Two top New Hampshire Republican strategists have been contacted this week by a Jeb Bush confidant to discuss their interest in leading the former Florida governor’s prospective presidential campaign there, RealClearPolitics has learned from GOP sources in the Granite State…

Both were given the proverbial instruction to “keep your powder dry,” suggesting that Bush is leaning toward entering the race early next year.  

“I think the decision’s been made, personally,” said one of the strategists who was contacted by Bush’s camp and who spoke to RCP under the condition of anonymity…

“I’ve definitely perceived an uptick in the perception of him doing this,” one of the consultants said of the conversation this week with the Bush confidant…

“Of the Bushes, he’s the guy I like the best,” said one of the strategists. “If I were betting money on it, I’d bet he’d be the nominee because you’ll have eight to 10 conservatives beating each other up, and someone will take the middle, and it’ll be either him or Christie.”

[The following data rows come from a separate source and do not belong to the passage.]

PR #3717, opened 2021-02-17
Update default investments filters

entantoencuanto:
## :v: What does this PR do?

Changes some filters in invesments index page:
* Removes nom-servei-gestor
* Adds any-partida
* Adds tipus (category)

Frontend changes resquested by client also applied:
- No element title in the cards (gallery & map). Less fields displayed.
- Table view uses the gobierto table vue-component (enables pagination & column sorting)
- Refactorized project view

No

No


jorgeatgu (approved):

Crashillo:
Still broken, same point, in a non-related test: https://app.circleci.com/pipelines/github/PopulateTools/gobierto/4097/workflows/bdf446e3-33a9-423d-922d-1ebf4248d801/jobs/33984

ferblape:
@Crashillo in this PR you have modified components used also by the visualizations, such as the table. Are you sure these changes haven't break the table and therefore the visualization ? 🤔

Crashillo:
I've just tried to run tests in local, I got errors but they look different:
```
Error:
GobiertoVisualizations::VisualizationsContractsTest#test_contracts:
Net::ReadTimeout: Net::ReadTimeout
```
I do not know what I'm missing. In any case, CircleCI shows the following error:
```
Expected false to be truthy.
test/integration/gobierto_visualizations/visualizations_contracts_test.rb:122:in `block in test_contracts'
```
These lines points to:
https://github.com/PopulateTools/gobierto/blob/master/test/integration/gobierto_visualizations/visualizations_contracts_test.rb#L119-L122

They're about if a table cell contains some text, what they have 😕

Crashillo:
Aaaah, OK, I think I get it. The test points to: `all("tr.gobierto-table__tr")[4]` what I guess it means the 4th row, isn't it? But in the contracts.csv, `SANIVIDA, S.L.` is not at line 4/5, but much downward. Perhaps is this related?

ferblape:
Fifth because start couting in 0. Maybe tests have changed order? Ask @eltercero for help, he's the man behind those tests

eltercero:
yes, it's because the elements are in an array. 

If the order of the data has changed the test has to be updated, but it looks like you haven't changed anything from visualizations, right? Maybe the merges from master went wrong?

Crashillo:
Now the table we're using there, comes sorted by a column (in contracts, it's import), so I would say the test should consider the table order before accessing any row

eltercero:
> Now the table we're using there, comes sorted by a column (in contracts, it's import), so I would say the test should consider the table order before accessing any row

In the tests we have mock data (there are some csvs files in the repository). If the data order has changed, the test has to be updated.

Crashillo:
It was the table column order, it was ascendent (which is the default), so it requires to enforce the sort direction if you wanna display the items from the highest value down

Crashillo:
Wait! Is this the first time in a loooooooong time the tests are worth? This is the first time the tests actually worth!

Crashillo:
Yippee ki-yay, mother****er!

jorgeatgu (approved):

Stoddard’s logic seems to be that Jeb won’t do it because he’s seen up close what a nasty business running for president, not to mention actually being president, is. Well, so had George W. Bush and it didn’t stop him. I can think of someone else who fits that description, and you know what? I’m pretty sure she’s going to end up running too. Go figure that some people buffeted by extreme wealth and political connections think they can endure the hardships associated with being the most powerful person in the world.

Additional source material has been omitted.